* **Brief**
Only the line with "Extract RUS 12 Power Supply Loans table" and the lines after it, to the end of the data, should appear in the answer, each reproduced exactly.
[Data to examine Boundary: Start]
PR #4932, opened 2026-01-13
Extract RUS7 Energy Efficiency table

cmgosnell:
# Overview

Working on https://github.com/catalyst-cooperative/pudl/issues/4897.

## Documentation

# Testing

## To-do list


aesharpe (approved):
A couple small things-- 

1) I would maybe say: `residential_excluding_seasonal_invested_in_report_year`
instead of `residential_excluding_seasonal_invested_new_report_year` -- this happens in a few different columns. (in vs. new) for clarity.

2) I think what's so tricky about these chunky columns (also with the `Power Requirements` table) is the placement of the word `customers`: 

`residential_excluding_seasonal_customers_num_cumulative` should maybe be: 
`residential_customers_excluding_seasonal_num_cumulative`

3) I'm kind of torn about whether to put the word efficiency in any of the column names. It adds extra length, but also helpful context. I know this is the "efficiency" table so it should be self evident, but columns like `residential_excluding_seasonal_invested_new_report_year` are kind of hard to wrap your head around. I think this might be solved by pivoting the table in the transform so there is a column for sector (residential, etc.), a column for cumulative vs. report year, a column for value type (no. cust, investment, savings) and a column for efficiency program value that contains the actual value...

cmgosnell:
these raw column names are silly long but i super super expect we will pivot them greatly to end with a schema that looks something like this:

```python
energy_efficiency = [
    "borrower_id_rus",
    "borrower_name",
    "report_date",
    "customer_classification",  # enum w/ things like residential_excluding_seasonal, residential_seasonal	irrigation etc.
    "date_range",   # ?idk about that name enum w/ new_in_report_year, cumulative
    "customers_num",
    "invested",
    "estimated_savings_mmbtu",
]
```

so:

1. imma DO BOTH bc i think in a date_range column it'll be readable to have `new_in_report_year` / it sounds relatively like "Added this year" from the form.
2. I totally hear you that these raw cols are hard to read... but does it make more sense with my imagined schema? (aka `customer_num` will be its own column)
3. I waffle on adding `efficiency`... I can see it being helpful extra context but it would clutter the names. If its okay let's hold off on that for now.

PR #4936, opened 2026-01-13
Extract RUS 12 Financial and Operating Report - Sources and Distribution table

aesharpe:
# Overview

Extracts RUS 12 Financial and Operating Report - Sources and Distribution table. Part of #4900.

## What did you change?
- Add package data for this table


src/pudl/extract/rus12.py
```diff
@@ -83,5 +83,6 @@ def _raw_rus12__page(raw_rus12__all_dfs: dict[str, pd.DataFrame]):
     for in_page, out_page in {
         "statement_of_operations": None,
         "balance_sheet": None,
+        "financial_and_operating_report_sources_and_distribution": None,
```
aesharpe: iffy on the name

cmgosnell: oof ya thats looooong

cmgosnell: if im reading the [blank form](https://www.rd.usda.gov/sites/default/files/OpRpt_PS_2013_Current.pdf) correctly, the `financial_and_operating_report` is all of form 12. So this table could just be `sources_and_distribution`

cmgosnell (changes requested):
gosh this table is weirdly structured. good job mapping! smol suggestions
- `*_num_plants` - > `*_plants_num` bc num in this case is a unit and we always put those at the end
- i would prolly spell out `cc` and `ic` to be like the rest but that's a nit and i will not die on that hill (i assume we will pivot this table and the those plant types will be categorical values not long long parts of pudl column names)
- also non-blocking but i've been trying to put total in front of things that seem calculated so they are easier to flag. so like `net_interchange_mwh` -> `total_net_interchange_mwh` but not `total_purchased_power_mwh` -> `purchased_power_mwh`

(also these net's make sense to me and should stay bc they do mean something!)

PR #4937, opened 2026-01-13
Extract RUS 12 Renewable Summary table

aesharpe:
# Overview

Extracts RUS 12 Renewable Generation Plant Summary table. Part of #4900.

## What did you change?
- Add package data for renewable summary table
- Rows with csv quotation issues are marked with -1 in the file_map.csv and need to be revisited. Note that there are no renewable summary tables prior to 2010 so those -1 values can stay.


src/pudl/extract/rus12.py
```diff
@@ -85,5 +85,6 @@ def _raw_rus12__page(raw_rus12__all_dfs: dict[str, pd.DataFrame]):
         "statement_of_operations": None,
         "balance_sheet": None,
         "sources_and_distribution": None,
+        "renewable_summary": None,
```
cmgosnell, line 88: this is a table with plants in it? imo it should be like the other plants tables and be `renewable_plants`

cmgosnell (changes requested):
i have some thoughts about column naming mostly to try to keep the columns as similar as possible to our existing column names.

- what is your thinking about putting rus at the end of these? we don't do that with other datasets like `prime_mover_code`
   - prime_mover_name_rus
   - primary_renewable_fuel_type_id_rus
   - primary_renewable_fuel_type_name_rus
- we use `capacity_factor` not `capacity_factor_pct`
- we use `opex` for O&M

if there will be different enums or something we can always define dataset or table specific fields.

aesharpe:
> what is your thinking about putting rus at the end of these? we don't do that with other datasets like `prime_mover_code`
> * prime_mover_name_rus
> * primary_renewable_fuel_type_id_rus
> * primary_renewable_fuel_type_name_rus

I think any time we have an ID field we should specify what org that ID is coming from.
The other ones I was just thinking would provide some clarity / specificity but I'm happy to remove them too.

For now I'll just remove all the extra `rus` suffixes.

PR #4943, opened 2026-01-15
Extract RUS 12 Power Supply Loans table

aesharpe:
# Overview

Extracts RUS 12 Power Supply Loans table. Part of #4900.

## What did you change?

- Add package data for power supply loans table


aesharpe:
@cmgosnell @e-belfer I'm wondering whether we should add a `power_supply` prefix to all of the rus12 tables (and by extention a `distribution` prefix to the rus7 tables. It would definitely make them more intuitive for users.

Otherwise this table should probably get renamed to just `loans`

PR #4946, opened 2026-01-15
Extract RUS12 Lines and Stations Labor and Materials table

aesharpe:
# Overview

Extracts RUS 12 Lines and Stations Labor and Materials table. Part of #4900.

## What did you change?

- Add package data for lines and stations materials and labor table.


cmgosnell (approved):
mapping looks great!

schema-wise its so silly but I can see pulling out `employees_num` into its own smol table and stacking the rest of the table.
[Data to examine Boundary: End]
* **Reply to the task**
Extract RUS 12 Power Supply Loans table

aesharpe:
# Overview

Extracts RUS 12 Power Supply Loans table. Part of #4900.

## What did you change?

- Add package data for power supply loans table


aesharpe:
@cmgosnell @e-belfer I'm wondering whether we should add a `power_supply` prefix to all of the rus12 tables (and by extention a `distribution` prefix to the rus7 tables. It would definitely make them more intuitive for users.

Otherwise this table should probably get renamed to just `loans`

PR #4946, opened 2026-01-15
Extract RUS12 Lines and Stations Labor and Materials table

aesharpe:
# Overview

Extracts RUS 12 Lines and Stations Labor and Materials table. Part of #4900.

## What did you change?

- Add package data for lines and stations materials and labor table.


cmgosnell (approved):
mapping looks great!

schema-wise its so silly but I can see pulling out `employees_num` into its own smol table and stacking the rest of the table.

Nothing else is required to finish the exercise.